“Murky Terms of Purchase and Ownership”: Nike Sues StockX Over Virtual Sneaker NFTs

Photo by Hermes Rivera (Unsplash)

Shawn Dhue is an IPilogue Writer and a 2L JD Candidate at Osgoode Hall Law School.

For those of you like me who have survived this long asking the question “what is an NFT?” and requiring someone to repeat their answer after you zoned out, here is the definition:

Non-fungible token (“NFT”): a digital asset that represents real-world objects like art, music, in-game items, and videos. They are bought and sold online, frequently with cryptocurrency, and are generally encoded with the same underlying software as many cryptos.

Usually brought up with an example of a monkey picture, this phenomenon is making a pretty big debut at the beginning of this decade. Like with many new technologies these days, the laws around NFTs are constantly updating to accommodate this new concept of digital assets. This is all to say that this recent lawsuit filed will once again change NFT’s meaning.

On February 3, 2022, Nike filed a trademark lawsuit in New York’s federal trial court claiming the online sneaker reseller, StockX, sells unauthorized pictures of Nike’s shoes through NFTs.

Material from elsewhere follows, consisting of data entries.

PR #1782, opened 2017-12-11
review fix: CompilationUnits are created on demand

surli:


surli:
@pvojtechovsky could you have a look on this one? 
I had a problem in #1772 because I compute imports from compilation unit and when generated RoleHandlers, the generated type is not part of a CompilationUnit, so I was not able to create its imports. 

I'm really not sure if it's a proper fix, or if we must do something more generic for Spoon: I have the feeling that the compilation unit were never really used except for printing...

pvojtechovsky:
I would prefer that CompilationUnit with no exact source position would be created automatically if needed anywhere. 

I do not think that client's who just want to print each generated Type into own file, should write any code to create CompilationUnit.

src/main/java/spoon/template/Substitution.java
```diff
@@ -114,9 +116,20 @@ private Substitution() {
...
+		CompilationUnit cu = f.createCompilationUnit();
+		cu.setDeclaredPackage(targetPackage);
+		cu.setDeclaredTypes(generated);
+
 		for (CtType<?> ctType : generated) {
 			targetPackage.addType(ctType);
+			if (ctType.getPosition() != SourcePosition.NOPOSITION) {
+				SourcePosition olderPosition = ctType.getPosition();
+				SourcePosition sourcePosition = f.createSourcePosition(cu, olderPosition.getSourceStart(), olderPosition.getSourceEnd(), null);
+				ctType.setPosition(sourcePosition);
```
pvojtechovsky: I think that source positions of generated type are not related to source position of template file. The generated file should have "undefined" source start/end positions. Or what is the use case behind the copying of source positions. I afraid that such invalid source positions might only confuse the pretty printer, if it is in mode "keep lines".

And if any code needs a CompilationUnit, then that code should create it. I think it is not the responsibility of type generation code.

surli: > I think that source positions of generated type are not related to source position of template file. 

I agree, I kept this because it was the previous behaviour: the position was just a clone of the sourceposition of the template. 

> The generated file should have "undefined" source start/end positions. Or what is the use case behind the copying of source positions.

I don't know if we have some rules in Spoon for such case: @monperrus @tdurieux any idea?

surli:
> I do not think that client's who just want to print each generated Type into own file, should write any code to create CompilationUnit.

I agree with you and I think it raises a more important question for Spoon: what about newly created type out of the box from a factory? We currently do not create a CU: they are only used when pretty printing the type. However it might no longer be true if we manage imports in compilation unit. 

A way to do it might be to add a new method `getCompilationUnit` on CtType which would get the sourcePosition#compilationUnit if it exists, or which would create the compilation unit if it does not? WDYT?

src/main/java/spoon/template/Substitution.java
tdurieux: For the moment all the new elements have a SourcePosition.NOPOSITION position

surli: > For the moment all the new elements have a SourcePosition.NOPOSITION position

Yes but if we want to put a SourcePosition with a compilation unit, but without specifying the positions, is there a recommended practice?

tdurieux: My first thought is to move out the compilation unit from the position.
But I don't really like the idea, I don't see a good practice.

surli: Using "-1" for positions?...

tdurieux: It was like that before and it is not a good specification

surli: So what about a `PartialSourcePosition`?

pvojtechovsky:
> A way to do it might be to add a new method getCompilationUnit on CtType which would get the sourcePosition#compilationUnit if it exists, or which would create the compilation unit if it does not?

I agree

tdurieux:
I just thought to introduce a new interface for all the elements that are printed:

* CtType
* CtPackage
* CtModule

which contains the compilationUnit and the imports.

WDYT?

tdurieux:
I just thought that all CtType are not all top-level thus that does not really make sense

monperrus:
OK for me. @pvojtechovsky if you're OK, do you merge?

src/main/java/spoon/reflect/factory/CompilationUnitFactory.java
```diff
@@ -54,6 +60,89 @@ public CompilationUnit create() {
...
+			baseDir = this.getBaseDirectory();
+		} else {
+			baseDir = this.getModuleDirectory(module);
+		}
+
+		return new File(baseDir, ctPackage.getQualifiedName().replace(CtPackage.PACKAGE_SEPARATOR_CHAR, File.separatorChar));
+	}
+
+	public CompilationUnit getOrCreate(CtPackage ctPackage) {
+		if (ctPackage.getPosition().getCompilationUnit() != null) {
```
pvojtechovsky: ctPackage.getPosition() may be null, we should check for null here too

src/main/java/spoon/reflect/factory/CompilationUnitFactory.java
```diff
@@ -54,6 +60,89 @@ public CompilationUnit create() {
...
+				throw new SpoonException("Cannot get path for file: " + file.getAbsolutePath(), e);
+			}
+		}
+	}
+
+	public CompilationUnit getOrCreate(CtType type) {
+		if (type == null) {
+			return null;
+		}
+		if (type.getPosition().getCompilationUnit() != null) {
```
pvojtechovsky: type.getPosition() may be null, we should check for null here too

src/main/java/spoon/reflect/factory/CompilationUnitFactory.java
```diff
@@ -54,6 +60,89 @@ public CompilationUnit create() {
...
+			} catch (IOException e) {
+				throw new SpoonException("Cannot get path for file: " + file.getAbsolutePath(), e);
+			}
+		} else {
+			return getOrCreate(type.getTopLevelType());
+		}
+	}
+
+	public CompilationUnit getOrCreate(CtModule module) {
+		if (module.getPosition().getCompilationUnit() != null) {
```
pvojtechovsky: module.getPosition() may be null, we should check for null here too

src/test/java/spoon/test/compilationunit/TestCompilationUnit.java
```diff
@@ -127,4 +133,24 @@ public void testAddDeclaredTypeInCU() throws IOException {
...
+        // contract: when a type is created, a CU can be created and added as partial position
+        final Launcher launcher = new Launcher();
+        assertTrue(launcher.getFactory().CompilationUnit().getMap().isEmpty());
+
+        CtClass myNewClass = launcher.getFactory().createClass("my.new.MyClass");
+        assertEquals(SourcePosition.NOPOSITION, myNewClass.getPosition());
+
+        CompilationUnit cu = launcher.getFactory().CompilationUnit().getOrCreate(myNewClass);
+
+        assertNotNull(cu);
```
pvojtechovsky: //next call of getOrCreate returns existing cu
assertSame(cu, launcher.getFactory().CompilationUnit().getOrCreate(myNewClass))

src/test/java/spoon/test/compilationunit/TestCompilationUnit.java
```diff
@@ -127,4 +133,24 @@ public void testAddDeclaredTypeInCU() throws IOException {
...
+        SourcePosition sourcePosition = myNewClass.getPosition();
+        assertTrue(sourcePosition instanceof PartialSourcePositionImpl);
+        assertEquals(cu, sourcePosition.getCompilationUnit());
```
pvojtechovsky: replace assertEquals -> assertSame

pvojtechovsky:
I have found only little problems, and some improvements in tests. Otherwise this code is OK for me. You can merge it tomorrow after Simon decides whether he will fix it or keep it as it is. Or I will merge it tomorrow evening.

src/main/java/spoon/reflect/factory/CompilationUnitFactory.java
surli: OK I'll change that.

src/test/java/spoon/test/compilationunit/TestCompilationUnit.java
surli: I'll add it too.

src/test/java/spoon/test/compilationunit/TestCompilationUnit.java
surli: I'm not quite sure about changing this one: in the current implementation it's true, but I don't think it should be a contract. We can imagine implementation in which it can return a clone of CompilationUnit for example.

pvojtechovsky: > return a clone

sourcePosition is an unmodifiable element. There are no setters on it. It should always return the same values. I think it is the contract.

surli: > sourcePosition is an unmodifiable element.

Yes but you can change the SourcePosition object itself... But ok I'm not sure on this one: I'll change it if you think it should be a contract.

surli:
@pvojtechovsky for me it's ready then.

pvojtechovsky:
Simon, thank You!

The mega shoe brand alleges that these sales will confuse customers.

StockX is a relatively new online marketplace that sells sneakers, streetwear, electronics, and other daily accessories. What makes this marketplace different from the others is its business of selling NFTs linked to physical goods. Buyers purchase the NFT, which can be sold for the physical item in the image or traded as a digital good.

Here is the confusing part. When StockX sells these NFTs, the NFT is often a picture of the item made by another company—in Nike’s case, eight out of nine times. Therefore, Nike claims that the sale of the NFT of a Nike product constitutes a trademark infringement, trademark dilution, false designation of origin, and many other unauthorized use violations.

Nike is asking for the destruction of all NFTs showing a Nike product and their well-known swoosh logo. In addition to destroying these NFTs, Nike is asking for damages for all related sales and for StockX to stop selling any NFTs related to the Nike brand.

The lawsuit so far contains many harsh comments about StockX, including that it “has chosen to compete in the NFT market not by taking the time to develop its own intellectual property rights, but rather by blatantly freeriding, almost exclusively, on the back of Nike’s famous trademarks and associated goodwill.”

StockX responded to the lawsuit by saying that NFTs are a “growing part of today’s global landscape” and that they will be fighting the claim in court.

Regarding StockX’s comment, I believe it is true that NFTs, a new concept that has taken society by storm in the last two years, continue to grow. This type of lawsuit was bound to happen, and the intellectual property law sector needs answers. Unfortunately, Nike and StockX happen to be the parties which must go through the legal process to benefit others. It will be interesting to see the outcome as the decision will likely set a precedent and change how many global companies conduct business.